* Your assignment: Hand back all of the records exactly as they read.

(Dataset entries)
------------------------------------------------------------------------

PR #384, opened 2019-06-20
feat(fetch): resolve github ref to commit sha

### LINKED ISSUE #382: Use resolved head ref for content loading
see https://github.com/adobe/helix-experimental-dispatch/issues/3

During fetch, all refs that are not SHAs should be resolved using https://github.com/adobe/helix-resolve-git-ref in order to get a stable github raw url.

tripodsan:
fixes #382

## Question
I currently set the the API endpoint in the secrets schema to the empty string.

```
    "RESOLVE_GITREF_SERVICE": {
      "type": "string",
      "description": "API endpoint to micro service that resolves github refs to commit SHAs.",
      "default": ""
    }
```

This has the advantage, that all action don't use the new lookup right away. so for it to work, we also need to set the action param during `hlx deploy`. This will be required anyways, because we want to execute the lookup action in the users namespace and not the helix one.

### DIFF
--- a/src/defaults/html.pipe.js
+++ b/src/defaults/html.pipe.js
@@ -37,6 +37,7 @@ const tohtml = require('../html/stringify-response');
 const addHeaders = require('../html/add-headers');
 const timing = require('../utils/timing');
 const sanitize = require('../html/sanitize');
+const resolveRef = require('../utils/resolve-ref');
 
 /* eslint newline-per-chained-call: off */
 
@@ -57,6 +58,7 @@ const htmlpipe = (cont, context, action) => {
     .every(dump.record)
     .every(validate).when(() => !production())
     .every(timer.update)
+    .before(resolveRef).expose('resolve').when(hascontent)
     .before(fetch).expose('fetch').when(hascontent)
     .before(parse).expose('parse')
     .before(parseFrontmatter)
--- a/src/schemas/secrets.schema.json
+++ b/src/schemas/secrets.schema.json
@@ -73,6 +73,11 @@
       "type":"boolean",
       "description": "Sanitize the HTML output to guard against XSS attacks. \n\n**Note:** this flag applies a pretty aggressive DOM filtering that will strip out a lot of HTML that your authors might find useful. The setting is meant for processing truly untrusted inputs, such as comments in a social media site.",
       "default":false
+    },
+    "RESOLVE_GITREF_SERVICE": {
+      "type": "string",
+      "description": "API endpoint or action name to the service that resolves github refs to commit SHAs.",
+      "default": ""
     }
   }
 }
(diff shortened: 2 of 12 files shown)


src/utils/resolve-ref.js
```diff
@@ -0,0 +1,83 @@
...
+    ref = 'master';
+  }
+
+  if (REGEXP_SHA.test(ref)) {
+    logger.debug(`github-ref '${ref}' looks like a SHA. Ignoring resolving.`);
+    return;
+  }
+
+  try {
+    const result = await rp({
```
trieloff: I'd use the `openwhisk.action.invoke` function instead of `rp`

src/defaults/html.pipe.js
```diff
@@ -57,6 +58,7 @@ const htmlpipe = (cont, context, action) => {
     .every(dump.record)
     .every(validate).when(() => !production())
     .every(timer.update)
+    .before(resolveRef).expose('resolve').when(hascontent)
```
trieloff: Also add `.when(() => !production())` so that we don't have to emulate on localhost.

tripodsan: no, if the content repo is non-localhost, I also want fresh content...

src/utils/resolve-ref.js
tripodsan: I'd have it rather independent of openwhisk...or do you think because of performance?

src/defaults/html.pipe.js
trieloff: So then we should check for `localhost`

tripodsan: it's done here:
https://github.com/adobe/helix-pipeline/pull/384/files#diff-af7e4527a3d340abcce3d521690db877R35

src/utils/resolve-ref.js
tripodsan: Also, maybe we should keep the naming convention in sync with the embed service, and name it `RESOLVE_GITREF_SERVICE` ?

src/schemas/secrets.schema.json
```diff
@@ -73,6 +73,11 @@
       "type":"boolean",
       "description": "Sanitize the HTML output to guard against XSS attacks. \n\n**Note:** this flag applies a pretty aggressive DOM filtering that will strip out a lot of HTML that your authors might find useful. The setting is meant for processing truly untrusted inputs, such as comments in a social media site.",
       "default":false
+    },
+    "API_RESOLVE_GIT_REF": {
```
tripodsan: @trieloff should we name this `RESOLVE_GITREF_SERVICE` analog to the `EMBED_SERVICE` ?

trieloff: Good idea.

src/utils/resolve-ref.js
trieloff: I think the OpenWhisk performance is better (and OpenWhisk can apply tweaks like running both actions in the same container, etc). I can live with having both, but think that's too much flexibility too early.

------------------------------------------------------------------------

* The answer:
PR #384, opened 2019-06-20
feat(fetch): resolve github ref to commit sha

### LINKED ISSUE #382: Use resolved head ref for content loading
see https://github.com/adobe/helix-experimental-dispatch/issues/3

During fetch, all refs that are not SHAs should be resolved using https://github.com/adobe/helix-resolve-git-ref in order to get a stable github raw url.

tripodsan:
fixes #382

## Question
I currently set the the API endpoint in the secrets schema to the empty string.

```
    "RESOLVE_GITREF_SERVICE": {
      "type": "string",
      "description": "API endpoint to micro service that resolves github refs to commit SHAs.",
      "default": ""
    }
```

This has the advantage, that all action don't use the new lookup right away. so for it to work, we also need to set the action param during `hlx deploy`. This will be required anyways, because we want to execute the lookup action in the users namespace and not the helix one.

### DIFF
--- a/src/defaults/html.pipe.js
+++ b/src/defaults/html.pipe.js
@@ -37,6 +37,7 @@ const tohtml = require('../html/stringify-response');
 const addHeaders = require('../html/add-headers');
 const timing = require('../utils/timing');
 const sanitize = require('../html/sanitize');
+const resolveRef = require('../utils/resolve-ref');
 
 /* eslint newline-per-chained-call: off */
 
@@ -57,6 +58,7 @@ const htmlpipe = (cont, context, action) => {
     .every(dump.record)
     .every(validate).when(() => !production())
     .every(timer.update)
+    .before(resolveRef).expose('resolve').when(hascontent)
     .before(fetch).expose('fetch').when(hascontent)
     .before(parse).expose('parse')
     .before(parseFrontmatter)
--- a/src/schemas/secrets.schema.json
+++ b/src/schemas/secrets.schema.json
@@ -73,6 +73,11 @@
       "type":"boolean",
       "description": "Sanitize the HTML output to guard against XSS attacks. \n\n**Note:** this flag applies a pretty aggressive DOM filtering that will strip out a lot of HTML that your authors might find useful. The setting is meant for processing truly untrusted inputs, such as comments in a social media site.",
       "default":false
+    },
+    "RESOLVE_GITREF_SERVICE": {
+      "type": "string",
+      "description": "API endpoint or action name to the service that resolves github refs to commit SHAs.",
+      "default": ""
     }
   }
 }
(diff shortened: 2 of 12 files shown)


src/utils/resolve-ref.js
```diff
@@ -0,0 +1,83 @@
...
+    ref = 'master';
+  }
+
+  if (REGEXP_SHA.test(ref)) {
+    logger.debug(`github-ref '${ref}' looks like a SHA. Ignoring resolving.`);
+    return;
+  }
+
+  try {
+    const result = await rp({
```
trieloff: I'd use the `openwhisk.action.invoke` function instead of `rp`

src/defaults/html.pipe.js
```diff
@@ -57,6 +58,7 @@ const htmlpipe = (cont, context, action) => {
     .every(dump.record)
     .every(validate).when(() => !production())
     .every(timer.update)
+    .before(resolveRef).expose('resolve').when(hascontent)
```
trieloff: Also add `.when(() => !production())` so that we don't have to emulate on localhost.

tripodsan: no, if the content repo is non-localhost, I also want fresh content...

src/utils/resolve-ref.js
tripodsan: I'd have it rather independent of openwhisk...or do you think because of performance?

src/defaults/html.pipe.js
trieloff: So then we should check for `localhost`

tripodsan: it's done here:
https://github.com/adobe/helix-pipeline/pull/384/files#diff-af7e4527a3d340abcce3d521690db877R35

src/utils/resolve-ref.js
tripodsan: Also, maybe we should keep the naming convention in sync with the embed service, and name it `RESOLVE_GITREF_SERVICE` ?

src/schemas/secrets.schema.json
```diff
@@ -73,6 +73,11 @@
       "type":"boolean",
       "description": "Sanitize the HTML output to guard against XSS attacks. \n\n**Note:** this flag applies a pretty aggressive DOM filtering that will strip out a lot of HTML that your authors might find useful. The setting is meant for processing truly untrusted inputs, such as comments in a social media site.",
       "default":false
+    },
+    "API_RESOLVE_GIT_REF": {
```
tripodsan: @trieloff should we name this `RESOLVE_GITREF_SERVICE` analog to the `EMBED_SERVICE` ?

trieloff: Good idea.

src/utils/resolve-ref.js
trieloff: I think the OpenWhisk performance is better (and OpenWhisk can apply tweaks like running both actions in the same container, etc). I can live with having both, but think that's too much flexibility too early.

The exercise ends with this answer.